Start at the line in the entries below that contains "PR #1165, opened 2016-04-06", stop at the line that contains "aaime: Missing copyright", and output exactly the lines in that span, both ends included.

WORKING DATA Block Start

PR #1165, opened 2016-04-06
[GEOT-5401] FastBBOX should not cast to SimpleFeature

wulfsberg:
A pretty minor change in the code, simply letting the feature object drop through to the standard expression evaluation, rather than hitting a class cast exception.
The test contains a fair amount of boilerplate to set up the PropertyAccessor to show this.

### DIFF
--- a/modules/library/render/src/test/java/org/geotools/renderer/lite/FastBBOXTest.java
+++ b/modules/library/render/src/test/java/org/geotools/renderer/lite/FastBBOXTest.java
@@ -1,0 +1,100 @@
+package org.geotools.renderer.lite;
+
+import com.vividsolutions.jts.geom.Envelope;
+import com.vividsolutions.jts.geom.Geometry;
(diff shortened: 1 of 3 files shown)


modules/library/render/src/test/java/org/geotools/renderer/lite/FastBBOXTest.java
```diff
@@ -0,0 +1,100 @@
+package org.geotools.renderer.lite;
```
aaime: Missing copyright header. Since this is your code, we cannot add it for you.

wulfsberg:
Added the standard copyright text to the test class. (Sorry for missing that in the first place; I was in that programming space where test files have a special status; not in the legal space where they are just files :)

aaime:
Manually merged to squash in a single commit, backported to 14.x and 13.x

WORKING DATA Block End
WORKING DATA Block Start

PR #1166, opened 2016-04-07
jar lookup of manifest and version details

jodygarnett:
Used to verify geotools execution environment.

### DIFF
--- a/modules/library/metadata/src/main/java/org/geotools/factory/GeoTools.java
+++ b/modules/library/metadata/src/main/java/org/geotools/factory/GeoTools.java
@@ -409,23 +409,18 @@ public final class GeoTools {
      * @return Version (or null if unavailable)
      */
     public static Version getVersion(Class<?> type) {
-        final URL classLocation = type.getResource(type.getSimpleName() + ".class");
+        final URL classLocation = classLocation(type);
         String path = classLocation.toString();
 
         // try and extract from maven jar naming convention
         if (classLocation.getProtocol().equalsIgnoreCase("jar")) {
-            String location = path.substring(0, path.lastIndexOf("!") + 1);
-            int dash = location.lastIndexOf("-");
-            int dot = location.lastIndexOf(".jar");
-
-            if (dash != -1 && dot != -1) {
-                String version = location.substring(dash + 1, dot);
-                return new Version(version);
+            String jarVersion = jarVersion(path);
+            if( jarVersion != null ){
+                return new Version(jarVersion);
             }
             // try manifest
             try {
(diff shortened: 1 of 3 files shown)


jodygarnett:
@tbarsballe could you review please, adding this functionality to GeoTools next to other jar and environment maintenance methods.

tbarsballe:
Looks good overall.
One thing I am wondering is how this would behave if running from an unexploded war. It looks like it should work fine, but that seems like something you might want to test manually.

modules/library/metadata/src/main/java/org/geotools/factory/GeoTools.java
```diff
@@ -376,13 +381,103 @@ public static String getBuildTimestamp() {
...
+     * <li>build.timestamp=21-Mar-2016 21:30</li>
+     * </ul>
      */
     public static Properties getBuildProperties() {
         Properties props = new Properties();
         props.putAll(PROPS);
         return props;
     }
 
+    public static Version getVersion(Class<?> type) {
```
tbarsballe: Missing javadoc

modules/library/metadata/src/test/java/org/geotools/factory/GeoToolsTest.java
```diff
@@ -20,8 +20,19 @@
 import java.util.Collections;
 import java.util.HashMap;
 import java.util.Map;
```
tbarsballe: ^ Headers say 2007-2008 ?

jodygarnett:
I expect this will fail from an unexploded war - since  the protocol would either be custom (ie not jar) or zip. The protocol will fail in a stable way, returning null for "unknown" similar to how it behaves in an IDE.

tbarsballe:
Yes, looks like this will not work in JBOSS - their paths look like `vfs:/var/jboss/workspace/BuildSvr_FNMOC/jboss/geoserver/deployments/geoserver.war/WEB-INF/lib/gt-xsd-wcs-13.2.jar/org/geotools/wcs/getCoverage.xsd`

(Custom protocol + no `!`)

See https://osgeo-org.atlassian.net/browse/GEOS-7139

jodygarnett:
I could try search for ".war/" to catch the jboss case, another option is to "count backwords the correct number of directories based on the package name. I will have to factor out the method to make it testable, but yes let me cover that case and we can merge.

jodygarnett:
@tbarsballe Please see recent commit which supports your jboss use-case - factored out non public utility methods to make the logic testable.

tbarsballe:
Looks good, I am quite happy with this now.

WORKING DATA Block End

→ **OUTPUT OF THE EXERCISE**:
PR #1165, opened 2016-04-06
[GEOT-5401] FastBBOX should not cast to SimpleFeature

wulfsberg:
A pretty minor change in the code, simply letting the feature object drop through to the standard expression evaluation, rather than hitting a class cast exception.
The test contains a fair amount of boilerplate to set up the PropertyAccessor to show this.

### DIFF
--- a/modules/library/render/src/test/java/org/geotools/renderer/lite/FastBBOXTest.java
+++ b/modules/library/render/src/test/java/org/geotools/renderer/lite/FastBBOXTest.java
@@ -1,0 +1,100 @@
+package org.geotools.renderer.lite;
+
+import com.vividsolutions.jts.geom.Envelope;
+import com.vividsolutions.jts.geom.Geometry;
(diff shortened: 1 of 3 files shown)


modules/library/render/src/test/java/org/geotools/renderer/lite/FastBBOXTest.java
```diff
@@ -0,0 +1,100 @@
+package org.geotools.renderer.lite;
```
aaime: Missing copyright header. Since this is your code, we cannot add it for you.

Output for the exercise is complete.